*TASK ITEM*
Nothing in the records may be altered, so transcribe them exactly.

*EXERCISE MATERIALS*
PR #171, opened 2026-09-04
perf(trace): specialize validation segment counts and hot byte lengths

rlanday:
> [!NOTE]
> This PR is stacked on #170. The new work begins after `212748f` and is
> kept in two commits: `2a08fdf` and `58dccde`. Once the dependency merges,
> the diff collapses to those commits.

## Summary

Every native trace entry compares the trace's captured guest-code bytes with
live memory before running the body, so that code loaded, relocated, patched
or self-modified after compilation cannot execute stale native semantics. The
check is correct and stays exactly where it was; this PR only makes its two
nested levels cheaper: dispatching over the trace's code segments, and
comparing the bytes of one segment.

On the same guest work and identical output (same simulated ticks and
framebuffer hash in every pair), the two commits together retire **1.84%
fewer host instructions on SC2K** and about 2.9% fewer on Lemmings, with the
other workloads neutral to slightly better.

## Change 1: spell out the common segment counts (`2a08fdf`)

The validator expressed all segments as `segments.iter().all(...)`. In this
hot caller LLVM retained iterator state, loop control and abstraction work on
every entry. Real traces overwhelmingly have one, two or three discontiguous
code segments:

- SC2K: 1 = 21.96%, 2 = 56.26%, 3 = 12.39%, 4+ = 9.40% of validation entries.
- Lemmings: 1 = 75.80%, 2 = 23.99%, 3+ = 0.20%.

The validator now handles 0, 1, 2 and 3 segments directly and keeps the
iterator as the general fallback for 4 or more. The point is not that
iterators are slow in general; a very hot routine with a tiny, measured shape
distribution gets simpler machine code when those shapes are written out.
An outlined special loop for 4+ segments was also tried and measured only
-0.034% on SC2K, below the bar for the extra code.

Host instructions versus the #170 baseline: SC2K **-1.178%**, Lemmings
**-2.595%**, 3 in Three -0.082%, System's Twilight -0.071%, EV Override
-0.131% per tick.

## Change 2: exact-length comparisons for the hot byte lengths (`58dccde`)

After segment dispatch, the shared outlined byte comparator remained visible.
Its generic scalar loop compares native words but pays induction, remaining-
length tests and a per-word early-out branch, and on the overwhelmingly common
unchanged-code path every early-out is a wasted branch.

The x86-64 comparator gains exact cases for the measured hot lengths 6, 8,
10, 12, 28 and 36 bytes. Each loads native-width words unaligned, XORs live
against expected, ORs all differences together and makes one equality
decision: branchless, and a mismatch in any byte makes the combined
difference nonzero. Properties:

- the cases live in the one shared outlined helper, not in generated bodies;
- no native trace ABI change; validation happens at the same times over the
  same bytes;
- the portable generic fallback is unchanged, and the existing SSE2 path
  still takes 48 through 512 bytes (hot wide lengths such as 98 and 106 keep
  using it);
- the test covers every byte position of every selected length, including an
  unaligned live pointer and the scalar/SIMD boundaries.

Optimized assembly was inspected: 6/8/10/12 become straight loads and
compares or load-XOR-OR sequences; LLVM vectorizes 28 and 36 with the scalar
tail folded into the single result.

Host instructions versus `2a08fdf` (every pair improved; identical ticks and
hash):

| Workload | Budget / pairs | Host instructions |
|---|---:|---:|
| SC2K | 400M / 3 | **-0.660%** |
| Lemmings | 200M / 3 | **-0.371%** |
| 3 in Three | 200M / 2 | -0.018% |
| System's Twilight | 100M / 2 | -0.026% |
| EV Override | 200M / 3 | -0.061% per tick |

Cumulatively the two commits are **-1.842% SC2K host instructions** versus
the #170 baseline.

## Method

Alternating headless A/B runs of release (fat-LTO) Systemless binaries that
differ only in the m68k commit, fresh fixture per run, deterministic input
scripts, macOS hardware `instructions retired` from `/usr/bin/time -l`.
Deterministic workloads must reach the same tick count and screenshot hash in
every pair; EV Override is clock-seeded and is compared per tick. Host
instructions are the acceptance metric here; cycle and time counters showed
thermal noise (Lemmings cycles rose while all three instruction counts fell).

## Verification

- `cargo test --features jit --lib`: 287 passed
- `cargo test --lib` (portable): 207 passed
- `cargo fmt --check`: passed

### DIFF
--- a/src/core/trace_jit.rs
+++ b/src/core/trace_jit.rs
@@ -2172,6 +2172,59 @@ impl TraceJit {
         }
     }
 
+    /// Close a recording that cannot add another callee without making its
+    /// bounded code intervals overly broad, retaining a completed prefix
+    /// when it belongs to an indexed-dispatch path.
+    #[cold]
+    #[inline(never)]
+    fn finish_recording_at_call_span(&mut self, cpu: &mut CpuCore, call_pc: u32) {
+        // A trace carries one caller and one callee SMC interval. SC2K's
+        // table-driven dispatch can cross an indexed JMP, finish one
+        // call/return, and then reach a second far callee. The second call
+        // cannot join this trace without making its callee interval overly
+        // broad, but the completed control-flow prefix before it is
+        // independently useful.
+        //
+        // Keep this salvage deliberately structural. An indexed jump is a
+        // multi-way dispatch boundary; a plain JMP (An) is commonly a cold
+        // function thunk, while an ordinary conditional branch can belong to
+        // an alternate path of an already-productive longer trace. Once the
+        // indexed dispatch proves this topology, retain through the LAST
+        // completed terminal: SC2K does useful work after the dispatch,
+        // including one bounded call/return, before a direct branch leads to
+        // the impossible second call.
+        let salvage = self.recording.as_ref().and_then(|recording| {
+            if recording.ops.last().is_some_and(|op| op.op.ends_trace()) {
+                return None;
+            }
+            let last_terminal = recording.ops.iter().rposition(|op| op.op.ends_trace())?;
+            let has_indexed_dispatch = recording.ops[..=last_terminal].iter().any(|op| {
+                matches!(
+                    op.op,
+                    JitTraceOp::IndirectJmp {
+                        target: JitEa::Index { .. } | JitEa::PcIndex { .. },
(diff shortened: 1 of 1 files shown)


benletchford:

*ANSWER SECTION*
PR #171, opened 2026-09-04
perf(trace): specialize validation segment counts and hot byte lengths

rlanday:
> [!NOTE]
> This PR is stacked on #170. The new work begins after `212748f` and is
> kept in two commits: `2a08fdf` and `58dccde`. Once the dependency merges,
> the diff collapses to those commits.

## Summary

Every native trace entry compares the trace's captured guest-code bytes with
live memory before running the body, so that code loaded, relocated, patched
or self-modified after compilation cannot execute stale native semantics. The
check is correct and stays exactly where it was; this PR only makes its two
nested levels cheaper: dispatching over the trace's code segments, and
comparing the bytes of one segment.

On the same guest work and identical output (same simulated ticks and
framebuffer hash in every pair), the two commits together retire **1.84%
fewer host instructions on SC2K** and about 2.9% fewer on Lemmings, with the
other workloads neutral to slightly better.

## Change 1: spell out the common segment counts (`2a08fdf`)

The validator expressed all segments as `segments.iter().all(...)`. In this
hot caller LLVM retained iterator state, loop control and abstraction work on
every entry. Real traces overwhelmingly have one, two or three discontiguous
code segments:

- SC2K: 1 = 21.96%, 2 = 56.26%, 3 = 12.39%, 4+ = 9.40% of validation entries.
- Lemmings: 1 = 75.80%, 2 = 23.99%, 3+ = 0.20%.

The validator now handles 0, 1, 2 and 3 segments directly and keeps the
iterator as the general fallback for 4 or more. The point is not that
iterators are slow in general; a very hot routine with a tiny, measured shape
distribution gets simpler machine code when those shapes are written out.
An outlined special loop for 4+ segments was also tried and measured only
-0.034% on SC2K, below the bar for the extra code.

Host instructions versus the #170 baseline: SC2K **-1.178%**, Lemmings
**-2.595%**, 3 in Three -0.082%, System's Twilight -0.071%, EV Override
-0.131% per tick.

## Change 2: exact-length comparisons for the hot byte lengths (`58dccde`)

After segment dispatch, the shared outlined byte comparator remained visible.
Its generic scalar loop compares native words but pays induction, remaining-
length tests and a per-word early-out branch, and on the overwhelmingly common
unchanged-code path every early-out is a wasted branch.

The x86-64 comparator gains exact cases for the measured hot lengths 6, 8,
10, 12, 28 and 36 bytes. Each loads native-width words unaligned, XORs live
against expected, ORs all differences together and makes one equality
decision: branchless, and a mismatch in any byte makes the combined
difference nonzero. Properties:

- the cases live in the one shared outlined helper, not in generated bodies;
- no native trace ABI change; validation happens at the same times over the
  same bytes;
- the portable generic fallback is unchanged, and the existing SSE2 path
  still takes 48 through 512 bytes (hot wide lengths such as 98 and 106 keep
  using it);
- the test covers every byte position of every selected length, including an
  unaligned live pointer and the scalar/SIMD boundaries.

Optimized assembly was inspected: 6/8/10/12 become straight loads and
compares or load-XOR-OR sequences; LLVM vectorizes 28 and 36 with the scalar
tail folded into the single result.

Host instructions versus `2a08fdf` (every pair improved; identical ticks and
hash):

| Workload | Budget / pairs | Host instructions |
|---|---:|---:|
| SC2K | 400M / 3 | **-0.660%** |
| Lemmings | 200M / 3 | **-0.371%** |
| 3 in Three | 200M / 2 | -0.018% |
| System's Twilight | 100M / 2 | -0.026% |
| EV Override | 200M / 3 | -0.061% per tick |

Cumulatively the two commits are **-1.842% SC2K host instructions** versus
the #170 baseline.

## Method

Alternating headless A/B runs of release (fat-LTO) Systemless binaries that
differ only in the m68k commit, fresh fixture per run, deterministic input
scripts, macOS hardware `instructions retired` from `/usr/bin/time -l`.
Deterministic workloads must reach the same tick count and screenshot hash in
every pair; EV Override is clock-seeded and is compared per tick. Host
instructions are the acceptance metric here; cycle and time counters showed
thermal noise (Lemmings cycles rose while all three instruction counts fell).

## Verification

- `cargo test --features jit --lib`: 287 passed
- `cargo test --lib` (portable): 207 passed
- `cargo fmt --check`: passed

### DIFF
--- a/src/core/trace_jit.rs
+++ b/src/core/trace_jit.rs
@@ -2172,6 +2172,59 @@ impl TraceJit {
         }
     }
 
+    /// Close a recording that cannot add another callee without making its
+    /// bounded code intervals overly broad, retaining a completed prefix
+    /// when it belongs to an indexed-dispatch path.
+    #[cold]
+    #[inline(never)]
+    fn finish_recording_at_call_span(&mut self, cpu: &mut CpuCore, call_pc: u32) {
+        // A trace carries one caller and one callee SMC interval. SC2K's
+        // table-driven dispatch can cross an indexed JMP, finish one
+        // call/return, and then reach a second far callee. The second call
+        // cannot join this trace without making its callee interval overly
+        // broad, but the completed control-flow prefix before it is
+        // independently useful.
+        //
+        // Keep this salvage deliberately structural. An indexed jump is a
+        // multi-way dispatch boundary; a plain JMP (An) is commonly a cold
+        // function thunk, while an ordinary conditional branch can belong to
+        // an alternate path of an already-productive longer trace. Once the
+        // indexed dispatch proves this topology, retain through the LAST
+        // completed terminal: SC2K does useful work after the dispatch,
+        // including one bounded call/return, before a direct branch leads to
+        // the impossible second call.
+        let salvage = self.recording.as_ref().and_then(|recording| {
+            if recording.ops.last().is_some_and(|op| op.op.ends_trace()) {
+                return None;
+            }
+            let last_terminal = recording.ops.iter().rposition(|op| op.op.ends_trace())?;
+            let has_indexed_dispatch = recording.ops[..=last_terminal].iter().any(|op| {
+                matches!(
+                    op.op,
+                    JitTraceOp::IndirectJmp {
+                        target: JitEa::Index { .. } | JitEa::PcIndex { .. },
(diff shortened: 1 of 1 files shown)


benletchford:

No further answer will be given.